== Task statement ==
Leave out every line before the one containing "PR #602, opened 2016-04-19", and repeat the rest of the material below exactly, that line included.
|---|
PR #588, opened 2016-04-11
Course activation basics - PMT #105457

nikolas:
These features are behind the 'instructor_homepage' waffle flag

### DIFF
--- a/mediathread/main/views.py
+++ b/mediathread/main/views.py
@@ -2,13 +2,15 @@ from datetime import datetime
 import json
 
 import waffle
-from courseaffils.lib import in_course_or_404, in_course
+from courseaffils.lib import (
+    in_course_or_404, in_course, faculty_courses_for_user
+)
 from courseaffils.middleware import SESSION_KEY
 from courseaffils.models import Course
 from courseaffils.views import get_courses_for_user, CourseListView
 from django.conf import settings
 from django.contrib import messages
-from django.contrib.auth.models import User
+from django.contrib.auth.models import User, Group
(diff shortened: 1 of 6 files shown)


mediathread/main/views.py
```diff
@@ -723,6 +733,30 @@ class HomepageView(LoggedInAsFacultyMixin, CourseListView):
 
     def get_context_data(self, **kwargs):
         context = super(HomepageView, self).get_context_data(**kwargs)
-        activatable_courses = []
+        if not waffle.flag_is_active(self.request, 'instructor_homepage'):
+            return context
+
+        groups = self.request.user.groups.all()
```
sdreher: Picking up all groups will also include non-course based groups associated with collaborations. There's some complexity here as well as to what groups are created for the user at login. Maybe we can walk through this flow together?

mediathread/main/views.py
```diff
@@ -72,6 +78,10 @@ def triple_homepage(request):
     if not request.course:
         return HttpResponseRedirect('/accounts/login/')
 
+    if waffle.flag_is_active(request, 'instructor_homepage') and \
```
sdreher: Placing the redirect here appears to make it impossible to login to a course.

mediathread/main/views.py
nikolas: Yeah.. I wanted to talk to you about this, let me know when you have a chance.

mediathread/main/views.py
nikolas: I'll fix this and come up with a test for that.

PR #593, opened 2016-04-15
Remove local admin media files

nikolas:
Since there's no customizations here, we can just use the copies
included in Django.


sdreher:
On staging & production, MeTh is serving assets statically out of the local /media/ directory. (The app hasn't moved to s3 yet.) collectstatic was used to aggregate all the items into that directory. With no other configuration changes, I think this change will break the admin console. (but maybe I'm missing something?)

nikolas:
Thanks for reminding me that MeTh isn't on s3 yet -- that slipped my mind. I don't think that will affect this change, though. When running mediathread with this change locally, for example, requesting the `/media/admin/css/base.css` file correctly returns the version from django's admin assets, even though the `media/admin` directory in the repo no longer exists.

So I think this will be fine on staging, if it's working locally for you.

I guess that also means we would have to keep this in mind when doing future manual runs of `collectstatic`. I've noticed that our S3-enabled apps have this step as part of the rolf deployment process, but mediathread doesn't. Maybe it could?

sdreher:
Right, locally it's cool. But on staging & production, the media directory is configured explicitly: https://github.com/ccnmtl/mediathread/blob/master/apache/sample.conf#L20. I am pretty sure it won't work properly. Let's experiment on QA on Monday. Jonah got kodos back up & running.

thraxil:
The way things are *supposed* to work is that `collectstatic` gets run on every deploy, but is never run in development. Serving static files from S3 forces that workflow. So I'd recommend moving that way.

sdreher:
Right, Mediathead still follows our prior convention where the static files were checked in. We should be moving to an S3/Linode deployment soon.

nikolas:
I'm closing this because this will be addressed when we switch mediathread to the new s3 setup.

PR #602, opened 2016-04-19
Implement course activation form basics

nikolas:
* I've renamed the ActivatableAffil model to Affil, mainly because
  I wanted to put created_at and modified_at fields on this model,
  which required a new table.
* Still TODO: email notification
* The 'student' group I'm getting with a regex (changing fc to st in
  the affil string). I have a question here - should I do this in a
  smarter way? It's possible to do this with
  courseaffils.columbia.WindTemplate, but that would tie the code
  to Columbia-specific logic.


sdreher:
re: the student group. Swapping fc with st is fine.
|---|
== The answer ==
PR #602, opened 2016-04-19
Implement course activation form basics

nikolas:
* I've renamed the ActivatableAffil model to Affil, mainly because
  I wanted to put created_at and modified_at fields on this model,
  which required a new table.
* Still TODO: email notification
* The 'student' group I'm getting with a regex (changing fc to st in
  the affil string). I have a question here - should I do this in a
  smarter way? It's possible to do this with
  courseaffils.columbia.WindTemplate, but that would tie the code
  to Columbia-specific logic.


sdreher:
re: the student group. Swapping fc with st is fine.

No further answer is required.